Science is all around us.
It makes up everything and it’s in everything.
Teachers with the Dalton Public Schools C3 Center wanted their students to get a chance to look deeper into science and learn — not only how it helps us do many things, but also to learn how many jobs are based within the field.
Two summers ago, Westwood Elementary School teacher Martha Thomason attended a National Nanotechnology Infrastructure Network (NNIN) camp at Georgia Tech in Atlanta. NNIN is an education outreach program that provides nanotechnology facilities and resources. NNIN is used in only 14 universities nationwide and Georgia Tech is the only one in the Southeast.

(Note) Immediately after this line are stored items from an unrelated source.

PR #228, opened 2024-03-16
feat: introduce max change per trade

### LINKED ISSUE #226: Caveats regarding the clamp
Say on an L2 (e.g. Arbitrum), if the sequencer goes down for a few hours, no swap would be able to take place. As such, the first swap that happens can swing the instant clamped (and of course raw) price a lot. In other words, the clamp becomes quite useless if there are no swaps for an extended period of time, or put it inversely, the clamp works best when there are frequent swaps.

e.g. with a 1bp/s rate of change, if there are no swaps for 2 hours (7200 s), the swap can move the price by 72% and it would not exceed the clamp.

Potential mitigations: 
1. New borrows use the instant price in the case where there has been no oracle observation for X period 
2. Liquidations use a longer TWAP (e.g. 1-hr TWAP) instead of the normal TWAP (10-15 mins)
3. Clamp the max change within one trade
  - 5% ?

xenide:
## Solution

with the implementation of this extra check (max change per trade), there are 4 possible scenarios: 

1. raw price doesn't violate both conditions
  - simple: clampedPrice = rawPrice 
2. raw price only violates rate of change, doesn't violate max change per trade
  - use the rate-of-change capped price  
  - is it possible that the max-change-per-trade capped price is a smaller change than rate-of-change-capped price? 
    - e.g. maxChangePerTrade is 2%, rate of change is 3bp/s. 
      - trade comes after 30 seconds, doing a 1% change in price. 
      - max-change-per-trade capped price is 102%, rate-of-change capped price is 100.9%
    - e.g. maxChangePerTrade is 2%, rate of change is 100bp/s. 
      - trade comes after 3 seconds, doing a 1% change in price
      - max-change-per-trade capped price is 102%, rate-of-change capped price is 103%
    - seems that it's not possible
3. raw price only violates max change per trade, doesn't violate rate of change
  - use the max-change-per-trade capped price 
4. raw violates both rate of change and max change per trade
  - should we take the rate-of-change capped or max-change-per-trade capped? 
  - should choose the closer one? Arithmetic / geometric mean of the two?
    - Arithmetic mean would be cheaper than geometric mean due to gas cost 
  - Propose to choose the closer one (smaller change)

### DIFF
--- a/src/ReservoirPair.sol
+++ b/src/ReservoirPair.sol
@@ -49,7 +49,7 @@ abstract contract ReservoirPair is IAssetManagedPair, ReservoirERC20 {
             updateSwapFee();
             updatePlatformFee();
             updateOracleCaller();
-            setMaxChangeRate(factory.read(MAX_CHANGE_RATE_NAME).toUint256());
+            setClampParams(factory.read(MAX_CHANGE_RATE_NAME).toUint128(), factory.read(MAX_CHANGE_PER_TRADE_NAME).toUint128());
         }
     }
 
@@ -514,18 +514,21 @@ abstract contract ReservoirPair is IAssetManagedPair, ReservoirERC20 {
     //////////////////////////////////////////////////////////////////////////*/
 
     event OracleCallerUpdated(address oldCaller, address newCaller);
-    event MaxChangeRateUpdated(uint256 oldMaxChangePerSecond, uint256 newMaxChangePerSecond);
+    event ClampParamsUpdated(uint128 newMaxChangeRatePerSecond, uint128 newMaxChangePerTrade);
 
     // 100 basis points per second which is 60% per minute
     uint256 internal constant MAX_CHANGE_PER_SEC = 0.01e18;
     string internal constant MAX_CHANGE_RATE_NAME = "Shared::maxChangeRate";
+    string internal constant MAX_CHANGE_PER_TRADE_NAME = "Shared::maxChangePerTrade";
     string internal constant ORACLE_CALLER_NAME = "Shared::oracleCaller";
 
     mapping(uint256 => Observation) internal _observations;
 
     // maximum allowed rate of change of price per second to mitigate oracle manipulation attacks in the face of
     // post-merge ETH. 1e18 == 100%
-    uint256 public maxChangeRate;
+    uint128 public maxChangeRate;
+    // how much the clamped price can move within one trade. 1e18 == 100%
+    uint128 public maxChangePerTrade;
 
     address public oracleCaller;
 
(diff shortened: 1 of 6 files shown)


src/ReservoirPair.sol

The program features camps for middle and high school grade levels and undergrads. The NNIN also has a clean room on site at Georgia Tech that allows people to conduct research in a room free of everything that may pollute the experiment such as dust and vapors.
Thomason said after she saw what a phenomenal camp it was, she spoke to NNIN Assistant Education Coordinator Joyce Allen about coming to speak with her students at Westwood.
“I heard she reached out to gifted kids,” Thomason said, “and I asked if they could come. We’re fortunate that they could come and work with our kids.”
Both Allen and Education Outreach Assistant Leslie O’Neill made their way to Westwood to speak to the Challenge students before going to the C3 center the next day to speak to system-wide fifth grade Challenge students.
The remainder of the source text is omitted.